#### [Problem statement]
Nothing but a number should be given: how many lines of the records include "some"?
--- Records for processing Enclosed Below ---
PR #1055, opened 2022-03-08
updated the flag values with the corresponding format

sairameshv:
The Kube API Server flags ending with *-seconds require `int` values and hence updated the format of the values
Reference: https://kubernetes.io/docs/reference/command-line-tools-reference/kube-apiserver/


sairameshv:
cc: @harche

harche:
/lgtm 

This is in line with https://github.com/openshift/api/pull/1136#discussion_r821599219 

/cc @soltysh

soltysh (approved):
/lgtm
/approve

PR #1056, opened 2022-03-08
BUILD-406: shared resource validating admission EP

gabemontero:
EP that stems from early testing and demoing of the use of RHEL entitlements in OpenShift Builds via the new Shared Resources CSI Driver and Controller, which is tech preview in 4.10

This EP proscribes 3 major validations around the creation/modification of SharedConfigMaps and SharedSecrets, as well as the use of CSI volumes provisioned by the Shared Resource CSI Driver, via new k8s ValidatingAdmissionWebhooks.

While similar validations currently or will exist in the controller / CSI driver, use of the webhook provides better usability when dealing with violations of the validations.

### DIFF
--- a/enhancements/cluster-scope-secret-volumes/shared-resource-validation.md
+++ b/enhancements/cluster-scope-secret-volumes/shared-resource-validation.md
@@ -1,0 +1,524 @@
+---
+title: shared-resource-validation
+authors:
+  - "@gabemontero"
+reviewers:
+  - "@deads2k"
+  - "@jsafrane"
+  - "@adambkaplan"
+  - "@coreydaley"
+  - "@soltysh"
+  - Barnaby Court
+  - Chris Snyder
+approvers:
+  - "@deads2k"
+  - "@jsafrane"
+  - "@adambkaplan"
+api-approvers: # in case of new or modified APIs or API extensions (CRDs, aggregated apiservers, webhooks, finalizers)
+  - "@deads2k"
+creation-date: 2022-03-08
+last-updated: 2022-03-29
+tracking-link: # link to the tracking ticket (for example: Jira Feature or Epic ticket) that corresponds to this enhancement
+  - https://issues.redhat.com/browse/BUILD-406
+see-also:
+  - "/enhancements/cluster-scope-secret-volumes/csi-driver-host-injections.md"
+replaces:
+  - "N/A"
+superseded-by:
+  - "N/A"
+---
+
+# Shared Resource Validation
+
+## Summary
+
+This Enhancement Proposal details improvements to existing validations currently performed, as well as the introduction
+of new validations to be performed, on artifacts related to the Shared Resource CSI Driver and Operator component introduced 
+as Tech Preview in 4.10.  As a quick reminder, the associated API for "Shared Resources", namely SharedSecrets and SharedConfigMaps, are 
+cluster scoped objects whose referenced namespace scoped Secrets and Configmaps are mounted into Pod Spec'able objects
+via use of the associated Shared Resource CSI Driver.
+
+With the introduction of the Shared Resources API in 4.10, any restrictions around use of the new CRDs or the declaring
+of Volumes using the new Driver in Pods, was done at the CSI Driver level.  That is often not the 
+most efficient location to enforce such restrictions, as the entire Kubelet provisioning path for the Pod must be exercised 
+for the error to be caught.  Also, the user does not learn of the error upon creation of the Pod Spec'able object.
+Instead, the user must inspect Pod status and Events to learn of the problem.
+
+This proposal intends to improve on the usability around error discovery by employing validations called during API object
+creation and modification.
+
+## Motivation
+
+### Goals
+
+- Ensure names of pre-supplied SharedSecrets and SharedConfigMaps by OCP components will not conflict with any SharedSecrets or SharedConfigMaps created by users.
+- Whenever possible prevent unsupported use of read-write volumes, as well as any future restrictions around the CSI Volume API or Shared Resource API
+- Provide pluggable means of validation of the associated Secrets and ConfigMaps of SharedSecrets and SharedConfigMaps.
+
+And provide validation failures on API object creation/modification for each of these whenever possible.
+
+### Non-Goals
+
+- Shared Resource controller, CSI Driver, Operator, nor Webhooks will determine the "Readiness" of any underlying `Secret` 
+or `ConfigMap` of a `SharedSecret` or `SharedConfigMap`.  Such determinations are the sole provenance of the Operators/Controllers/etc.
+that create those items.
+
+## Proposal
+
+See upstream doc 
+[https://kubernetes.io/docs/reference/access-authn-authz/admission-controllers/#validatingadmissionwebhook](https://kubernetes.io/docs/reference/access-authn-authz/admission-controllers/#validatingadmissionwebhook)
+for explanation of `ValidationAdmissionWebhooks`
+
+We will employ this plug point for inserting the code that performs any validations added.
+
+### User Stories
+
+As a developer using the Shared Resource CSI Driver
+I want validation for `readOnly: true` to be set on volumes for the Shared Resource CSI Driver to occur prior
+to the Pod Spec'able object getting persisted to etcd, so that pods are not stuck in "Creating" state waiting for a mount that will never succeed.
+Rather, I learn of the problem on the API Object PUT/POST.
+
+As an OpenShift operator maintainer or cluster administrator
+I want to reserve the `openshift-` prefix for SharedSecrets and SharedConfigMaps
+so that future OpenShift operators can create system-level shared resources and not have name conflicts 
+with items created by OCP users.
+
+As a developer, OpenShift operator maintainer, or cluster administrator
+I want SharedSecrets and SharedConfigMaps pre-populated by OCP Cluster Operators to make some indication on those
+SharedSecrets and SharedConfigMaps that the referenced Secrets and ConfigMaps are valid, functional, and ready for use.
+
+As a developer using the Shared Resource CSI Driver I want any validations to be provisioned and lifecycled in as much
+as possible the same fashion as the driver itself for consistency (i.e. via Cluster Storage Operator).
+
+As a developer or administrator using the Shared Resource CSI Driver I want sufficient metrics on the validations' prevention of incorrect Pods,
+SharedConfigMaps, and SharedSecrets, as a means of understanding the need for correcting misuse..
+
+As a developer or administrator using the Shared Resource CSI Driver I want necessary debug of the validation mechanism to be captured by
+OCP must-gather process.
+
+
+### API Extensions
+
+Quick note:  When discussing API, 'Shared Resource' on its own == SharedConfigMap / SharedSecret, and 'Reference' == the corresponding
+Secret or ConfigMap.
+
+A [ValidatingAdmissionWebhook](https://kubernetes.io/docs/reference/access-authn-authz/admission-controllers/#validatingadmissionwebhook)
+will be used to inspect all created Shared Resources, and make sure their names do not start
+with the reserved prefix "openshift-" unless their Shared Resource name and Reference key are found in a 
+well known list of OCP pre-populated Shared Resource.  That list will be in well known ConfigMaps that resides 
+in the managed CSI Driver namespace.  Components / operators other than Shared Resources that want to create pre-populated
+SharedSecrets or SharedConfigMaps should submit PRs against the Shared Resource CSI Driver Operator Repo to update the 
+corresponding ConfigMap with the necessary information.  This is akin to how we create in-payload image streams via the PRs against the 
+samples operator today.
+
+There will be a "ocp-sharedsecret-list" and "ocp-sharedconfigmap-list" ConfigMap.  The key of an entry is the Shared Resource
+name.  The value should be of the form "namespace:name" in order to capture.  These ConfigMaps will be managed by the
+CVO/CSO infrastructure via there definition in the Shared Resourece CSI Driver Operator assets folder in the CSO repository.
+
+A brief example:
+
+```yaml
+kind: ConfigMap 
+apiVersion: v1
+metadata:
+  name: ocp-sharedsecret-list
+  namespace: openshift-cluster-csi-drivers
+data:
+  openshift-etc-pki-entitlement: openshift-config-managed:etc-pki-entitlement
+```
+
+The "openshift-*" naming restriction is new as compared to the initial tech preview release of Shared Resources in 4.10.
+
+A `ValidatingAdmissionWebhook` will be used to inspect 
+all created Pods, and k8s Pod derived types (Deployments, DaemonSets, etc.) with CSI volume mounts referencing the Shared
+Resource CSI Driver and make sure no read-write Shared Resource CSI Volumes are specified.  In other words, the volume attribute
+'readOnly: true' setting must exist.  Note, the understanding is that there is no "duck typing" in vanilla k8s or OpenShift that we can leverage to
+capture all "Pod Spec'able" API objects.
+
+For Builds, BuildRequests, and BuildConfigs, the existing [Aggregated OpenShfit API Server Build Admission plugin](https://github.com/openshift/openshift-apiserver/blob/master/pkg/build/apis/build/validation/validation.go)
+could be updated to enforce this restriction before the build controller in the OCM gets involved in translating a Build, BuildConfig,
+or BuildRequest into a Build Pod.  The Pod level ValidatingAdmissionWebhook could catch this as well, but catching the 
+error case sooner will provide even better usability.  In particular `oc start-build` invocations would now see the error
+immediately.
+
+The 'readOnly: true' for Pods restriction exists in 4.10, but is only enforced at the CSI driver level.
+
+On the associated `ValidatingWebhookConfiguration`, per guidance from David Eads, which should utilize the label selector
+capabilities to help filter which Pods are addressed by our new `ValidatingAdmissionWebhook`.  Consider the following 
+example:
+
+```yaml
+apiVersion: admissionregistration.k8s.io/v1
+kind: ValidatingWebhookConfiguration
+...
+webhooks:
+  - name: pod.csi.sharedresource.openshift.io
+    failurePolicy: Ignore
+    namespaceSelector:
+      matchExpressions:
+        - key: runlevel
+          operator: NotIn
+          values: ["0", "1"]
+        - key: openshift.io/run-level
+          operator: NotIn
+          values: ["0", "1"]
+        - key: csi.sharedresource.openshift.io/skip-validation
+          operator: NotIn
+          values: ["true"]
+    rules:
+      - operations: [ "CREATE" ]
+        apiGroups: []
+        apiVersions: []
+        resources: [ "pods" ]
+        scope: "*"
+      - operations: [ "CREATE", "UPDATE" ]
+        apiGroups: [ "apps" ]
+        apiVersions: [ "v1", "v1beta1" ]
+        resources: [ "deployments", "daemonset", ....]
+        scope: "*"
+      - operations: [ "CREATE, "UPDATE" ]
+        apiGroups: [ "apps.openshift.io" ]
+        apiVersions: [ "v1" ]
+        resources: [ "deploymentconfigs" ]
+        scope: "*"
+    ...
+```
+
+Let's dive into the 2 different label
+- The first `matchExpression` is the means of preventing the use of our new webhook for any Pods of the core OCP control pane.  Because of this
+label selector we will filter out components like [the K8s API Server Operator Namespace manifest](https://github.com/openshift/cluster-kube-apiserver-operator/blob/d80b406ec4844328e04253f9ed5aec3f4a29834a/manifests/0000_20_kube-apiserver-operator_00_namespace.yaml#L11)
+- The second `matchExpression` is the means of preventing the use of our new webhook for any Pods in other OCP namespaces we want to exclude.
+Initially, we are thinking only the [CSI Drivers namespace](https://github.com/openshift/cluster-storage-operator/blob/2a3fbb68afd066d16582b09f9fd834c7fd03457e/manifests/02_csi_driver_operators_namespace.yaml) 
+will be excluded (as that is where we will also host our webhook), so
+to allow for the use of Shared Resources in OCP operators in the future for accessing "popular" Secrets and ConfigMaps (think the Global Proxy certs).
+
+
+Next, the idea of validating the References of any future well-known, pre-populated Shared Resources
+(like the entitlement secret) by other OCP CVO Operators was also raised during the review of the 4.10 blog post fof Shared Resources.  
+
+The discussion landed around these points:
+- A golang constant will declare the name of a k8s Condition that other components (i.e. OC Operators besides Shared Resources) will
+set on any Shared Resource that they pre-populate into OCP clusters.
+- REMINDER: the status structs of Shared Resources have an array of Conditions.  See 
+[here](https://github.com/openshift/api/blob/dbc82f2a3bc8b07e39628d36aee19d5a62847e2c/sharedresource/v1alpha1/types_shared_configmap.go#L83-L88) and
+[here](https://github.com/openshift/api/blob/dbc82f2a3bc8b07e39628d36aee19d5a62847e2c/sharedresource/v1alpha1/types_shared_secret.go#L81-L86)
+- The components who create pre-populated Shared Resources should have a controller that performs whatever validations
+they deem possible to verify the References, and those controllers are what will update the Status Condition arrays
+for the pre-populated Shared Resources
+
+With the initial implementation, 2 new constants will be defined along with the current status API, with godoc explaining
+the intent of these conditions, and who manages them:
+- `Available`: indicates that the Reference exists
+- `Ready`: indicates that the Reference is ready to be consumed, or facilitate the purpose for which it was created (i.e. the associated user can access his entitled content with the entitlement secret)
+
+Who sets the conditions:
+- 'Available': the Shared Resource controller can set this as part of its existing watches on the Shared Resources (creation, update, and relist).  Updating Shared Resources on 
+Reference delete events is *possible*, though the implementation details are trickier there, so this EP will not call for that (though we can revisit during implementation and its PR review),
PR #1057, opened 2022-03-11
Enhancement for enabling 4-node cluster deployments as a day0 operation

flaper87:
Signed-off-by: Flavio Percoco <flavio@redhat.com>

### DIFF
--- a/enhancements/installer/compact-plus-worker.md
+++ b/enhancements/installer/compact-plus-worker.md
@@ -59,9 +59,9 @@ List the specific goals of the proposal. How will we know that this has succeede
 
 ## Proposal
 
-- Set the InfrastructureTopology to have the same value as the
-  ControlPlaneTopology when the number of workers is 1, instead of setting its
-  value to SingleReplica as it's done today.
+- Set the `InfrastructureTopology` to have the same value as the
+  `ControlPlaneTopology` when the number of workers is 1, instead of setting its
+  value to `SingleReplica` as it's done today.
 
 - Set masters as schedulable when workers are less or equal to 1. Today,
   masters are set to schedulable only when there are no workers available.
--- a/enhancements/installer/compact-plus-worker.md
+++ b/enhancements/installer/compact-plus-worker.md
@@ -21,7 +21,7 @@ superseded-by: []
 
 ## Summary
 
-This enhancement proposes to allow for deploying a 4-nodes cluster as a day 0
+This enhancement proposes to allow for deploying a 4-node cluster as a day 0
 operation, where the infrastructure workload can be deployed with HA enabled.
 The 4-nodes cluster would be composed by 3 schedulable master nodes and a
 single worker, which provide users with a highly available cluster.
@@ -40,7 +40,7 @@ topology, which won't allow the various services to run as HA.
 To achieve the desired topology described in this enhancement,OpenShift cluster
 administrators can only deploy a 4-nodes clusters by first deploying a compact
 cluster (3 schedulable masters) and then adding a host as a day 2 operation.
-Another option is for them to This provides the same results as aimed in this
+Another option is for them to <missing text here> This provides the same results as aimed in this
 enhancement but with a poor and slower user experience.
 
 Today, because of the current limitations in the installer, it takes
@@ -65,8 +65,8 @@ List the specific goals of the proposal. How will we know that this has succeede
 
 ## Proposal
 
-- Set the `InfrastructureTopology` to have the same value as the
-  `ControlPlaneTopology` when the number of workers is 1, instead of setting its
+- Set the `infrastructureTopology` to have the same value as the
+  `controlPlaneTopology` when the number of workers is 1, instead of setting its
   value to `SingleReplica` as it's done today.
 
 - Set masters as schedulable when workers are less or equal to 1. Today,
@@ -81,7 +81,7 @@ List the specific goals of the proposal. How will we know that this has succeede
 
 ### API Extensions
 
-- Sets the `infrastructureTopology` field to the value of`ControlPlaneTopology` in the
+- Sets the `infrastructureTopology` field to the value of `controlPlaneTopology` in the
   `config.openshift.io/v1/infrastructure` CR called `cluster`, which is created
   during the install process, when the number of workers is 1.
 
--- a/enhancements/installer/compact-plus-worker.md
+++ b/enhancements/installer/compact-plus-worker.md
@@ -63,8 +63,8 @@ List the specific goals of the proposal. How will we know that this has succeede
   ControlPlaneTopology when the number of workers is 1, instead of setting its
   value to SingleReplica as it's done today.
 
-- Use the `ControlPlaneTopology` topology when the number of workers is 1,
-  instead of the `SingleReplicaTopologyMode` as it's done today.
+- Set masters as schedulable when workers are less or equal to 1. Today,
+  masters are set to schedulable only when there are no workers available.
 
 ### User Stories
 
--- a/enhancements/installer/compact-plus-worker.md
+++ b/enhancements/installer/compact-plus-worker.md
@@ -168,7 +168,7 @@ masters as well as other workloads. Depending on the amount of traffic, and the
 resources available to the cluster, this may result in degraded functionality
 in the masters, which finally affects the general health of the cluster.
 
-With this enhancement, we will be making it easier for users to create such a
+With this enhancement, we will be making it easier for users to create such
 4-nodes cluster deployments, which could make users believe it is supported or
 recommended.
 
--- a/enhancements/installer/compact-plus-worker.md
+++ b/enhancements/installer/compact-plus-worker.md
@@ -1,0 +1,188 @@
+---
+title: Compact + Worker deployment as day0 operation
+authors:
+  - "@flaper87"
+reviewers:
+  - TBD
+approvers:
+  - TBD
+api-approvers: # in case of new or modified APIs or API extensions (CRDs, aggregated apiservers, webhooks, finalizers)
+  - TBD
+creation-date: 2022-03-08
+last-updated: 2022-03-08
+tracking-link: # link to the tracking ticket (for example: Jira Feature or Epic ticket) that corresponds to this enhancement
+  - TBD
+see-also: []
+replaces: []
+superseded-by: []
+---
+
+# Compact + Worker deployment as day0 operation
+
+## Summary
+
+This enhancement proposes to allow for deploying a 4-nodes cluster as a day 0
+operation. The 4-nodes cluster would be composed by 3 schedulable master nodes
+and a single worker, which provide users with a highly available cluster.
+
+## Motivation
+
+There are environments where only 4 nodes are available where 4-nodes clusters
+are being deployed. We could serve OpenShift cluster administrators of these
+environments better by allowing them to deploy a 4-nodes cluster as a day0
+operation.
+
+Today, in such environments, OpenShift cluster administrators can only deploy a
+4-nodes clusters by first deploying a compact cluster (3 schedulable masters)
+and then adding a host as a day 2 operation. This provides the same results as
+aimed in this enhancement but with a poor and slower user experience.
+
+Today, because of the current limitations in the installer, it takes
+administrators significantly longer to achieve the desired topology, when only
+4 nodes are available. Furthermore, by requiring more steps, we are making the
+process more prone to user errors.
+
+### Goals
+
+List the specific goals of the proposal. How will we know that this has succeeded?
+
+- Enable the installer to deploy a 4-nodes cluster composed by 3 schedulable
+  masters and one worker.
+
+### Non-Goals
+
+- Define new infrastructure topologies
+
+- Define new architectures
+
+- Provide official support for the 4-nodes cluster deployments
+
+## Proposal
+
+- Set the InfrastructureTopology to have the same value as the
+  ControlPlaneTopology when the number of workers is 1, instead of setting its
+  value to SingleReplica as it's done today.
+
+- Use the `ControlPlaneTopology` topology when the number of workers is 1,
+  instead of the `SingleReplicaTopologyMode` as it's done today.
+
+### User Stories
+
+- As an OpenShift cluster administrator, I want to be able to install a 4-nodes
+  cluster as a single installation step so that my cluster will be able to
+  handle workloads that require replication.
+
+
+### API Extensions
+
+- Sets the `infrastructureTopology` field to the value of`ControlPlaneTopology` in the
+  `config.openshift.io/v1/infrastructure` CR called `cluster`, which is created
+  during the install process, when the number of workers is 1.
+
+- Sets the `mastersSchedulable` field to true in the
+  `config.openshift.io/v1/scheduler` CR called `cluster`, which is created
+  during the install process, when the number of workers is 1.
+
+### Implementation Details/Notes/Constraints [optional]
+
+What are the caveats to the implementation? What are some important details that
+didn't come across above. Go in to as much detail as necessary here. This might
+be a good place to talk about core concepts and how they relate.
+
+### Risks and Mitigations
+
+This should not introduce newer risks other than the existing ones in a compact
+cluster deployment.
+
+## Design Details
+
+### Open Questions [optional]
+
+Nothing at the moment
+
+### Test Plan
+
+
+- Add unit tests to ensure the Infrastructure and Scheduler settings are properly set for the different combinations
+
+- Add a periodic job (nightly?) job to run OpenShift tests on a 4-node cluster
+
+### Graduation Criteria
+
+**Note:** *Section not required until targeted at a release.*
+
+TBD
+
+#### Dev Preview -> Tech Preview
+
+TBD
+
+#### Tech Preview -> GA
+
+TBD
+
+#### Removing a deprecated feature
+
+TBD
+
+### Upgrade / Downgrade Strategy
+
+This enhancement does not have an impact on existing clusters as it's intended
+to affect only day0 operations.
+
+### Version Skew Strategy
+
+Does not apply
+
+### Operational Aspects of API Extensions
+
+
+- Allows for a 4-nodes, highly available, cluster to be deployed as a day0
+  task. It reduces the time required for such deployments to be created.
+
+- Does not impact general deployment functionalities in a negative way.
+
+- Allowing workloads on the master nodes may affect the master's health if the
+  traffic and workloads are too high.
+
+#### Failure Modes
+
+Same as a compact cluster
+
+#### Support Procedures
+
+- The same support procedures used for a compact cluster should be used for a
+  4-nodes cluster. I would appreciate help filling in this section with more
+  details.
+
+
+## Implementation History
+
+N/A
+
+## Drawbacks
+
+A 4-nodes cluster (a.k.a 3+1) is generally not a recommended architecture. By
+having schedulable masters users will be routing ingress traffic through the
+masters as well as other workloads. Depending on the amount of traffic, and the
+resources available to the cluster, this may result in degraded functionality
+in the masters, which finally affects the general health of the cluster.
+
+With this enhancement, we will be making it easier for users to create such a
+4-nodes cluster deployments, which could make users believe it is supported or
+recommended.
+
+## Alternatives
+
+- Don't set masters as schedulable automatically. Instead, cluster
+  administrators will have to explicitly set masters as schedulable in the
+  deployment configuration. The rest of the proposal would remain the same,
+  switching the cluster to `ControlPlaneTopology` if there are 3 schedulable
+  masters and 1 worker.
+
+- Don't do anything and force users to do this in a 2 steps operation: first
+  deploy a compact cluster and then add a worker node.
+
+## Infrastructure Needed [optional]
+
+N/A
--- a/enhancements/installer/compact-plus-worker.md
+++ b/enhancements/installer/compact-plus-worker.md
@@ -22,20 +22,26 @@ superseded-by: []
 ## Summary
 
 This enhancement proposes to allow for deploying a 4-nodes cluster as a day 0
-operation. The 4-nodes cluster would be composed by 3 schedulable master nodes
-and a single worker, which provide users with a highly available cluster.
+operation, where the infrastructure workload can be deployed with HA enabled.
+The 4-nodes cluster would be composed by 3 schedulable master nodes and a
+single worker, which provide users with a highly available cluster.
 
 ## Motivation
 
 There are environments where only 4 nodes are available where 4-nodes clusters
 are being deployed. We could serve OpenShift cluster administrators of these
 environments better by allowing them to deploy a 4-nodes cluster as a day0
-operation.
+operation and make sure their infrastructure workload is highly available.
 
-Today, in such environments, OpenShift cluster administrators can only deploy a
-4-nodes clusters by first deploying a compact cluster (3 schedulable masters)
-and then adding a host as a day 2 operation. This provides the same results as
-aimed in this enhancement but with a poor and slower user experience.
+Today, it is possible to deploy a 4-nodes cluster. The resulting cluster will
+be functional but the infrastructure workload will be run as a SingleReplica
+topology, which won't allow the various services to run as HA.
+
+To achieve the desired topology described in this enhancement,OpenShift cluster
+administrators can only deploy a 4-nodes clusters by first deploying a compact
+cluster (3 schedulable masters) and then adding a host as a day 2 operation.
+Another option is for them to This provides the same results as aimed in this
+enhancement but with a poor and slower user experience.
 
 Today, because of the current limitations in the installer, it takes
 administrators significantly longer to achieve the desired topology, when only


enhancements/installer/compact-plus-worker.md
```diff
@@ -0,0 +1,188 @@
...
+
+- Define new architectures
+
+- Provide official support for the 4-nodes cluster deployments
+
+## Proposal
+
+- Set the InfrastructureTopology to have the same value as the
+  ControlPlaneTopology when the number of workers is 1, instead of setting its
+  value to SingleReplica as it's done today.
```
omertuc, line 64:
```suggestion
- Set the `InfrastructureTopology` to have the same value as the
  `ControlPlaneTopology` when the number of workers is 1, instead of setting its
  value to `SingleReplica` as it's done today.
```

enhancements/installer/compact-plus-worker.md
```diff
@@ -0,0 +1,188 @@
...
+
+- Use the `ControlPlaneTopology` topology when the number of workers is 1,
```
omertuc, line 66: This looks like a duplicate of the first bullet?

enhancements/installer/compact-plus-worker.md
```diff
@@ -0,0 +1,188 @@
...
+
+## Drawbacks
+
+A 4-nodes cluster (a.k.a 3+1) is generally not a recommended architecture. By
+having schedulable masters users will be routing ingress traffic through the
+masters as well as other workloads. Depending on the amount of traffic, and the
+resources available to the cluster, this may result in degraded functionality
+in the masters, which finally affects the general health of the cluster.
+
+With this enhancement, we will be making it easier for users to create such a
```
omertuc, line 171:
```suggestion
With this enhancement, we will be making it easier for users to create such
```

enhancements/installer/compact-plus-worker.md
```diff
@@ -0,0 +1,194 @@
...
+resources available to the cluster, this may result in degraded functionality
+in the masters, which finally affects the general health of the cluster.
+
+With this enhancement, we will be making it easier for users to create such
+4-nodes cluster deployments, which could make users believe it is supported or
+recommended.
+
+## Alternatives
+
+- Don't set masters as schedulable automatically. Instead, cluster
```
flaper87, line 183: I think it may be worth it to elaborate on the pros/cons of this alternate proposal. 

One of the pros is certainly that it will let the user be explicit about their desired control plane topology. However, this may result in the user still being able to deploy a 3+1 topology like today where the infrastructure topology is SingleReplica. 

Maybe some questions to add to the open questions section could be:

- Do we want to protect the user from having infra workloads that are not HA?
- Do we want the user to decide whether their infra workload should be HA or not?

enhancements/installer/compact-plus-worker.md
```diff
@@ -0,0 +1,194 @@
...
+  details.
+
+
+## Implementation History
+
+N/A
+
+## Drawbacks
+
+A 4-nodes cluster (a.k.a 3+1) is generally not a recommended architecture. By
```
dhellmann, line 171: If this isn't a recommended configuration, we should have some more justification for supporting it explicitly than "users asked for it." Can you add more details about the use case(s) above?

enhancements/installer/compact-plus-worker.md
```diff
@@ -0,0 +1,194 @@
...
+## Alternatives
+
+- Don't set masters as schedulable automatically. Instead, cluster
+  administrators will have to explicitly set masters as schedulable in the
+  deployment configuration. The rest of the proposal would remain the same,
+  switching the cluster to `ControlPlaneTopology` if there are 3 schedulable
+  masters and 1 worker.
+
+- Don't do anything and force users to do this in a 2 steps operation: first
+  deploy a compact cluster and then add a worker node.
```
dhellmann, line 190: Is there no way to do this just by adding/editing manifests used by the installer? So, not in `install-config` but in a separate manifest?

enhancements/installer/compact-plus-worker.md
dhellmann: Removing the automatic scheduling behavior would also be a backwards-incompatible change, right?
--- End of Enclosed Records for processing ---
#### [Solution]
4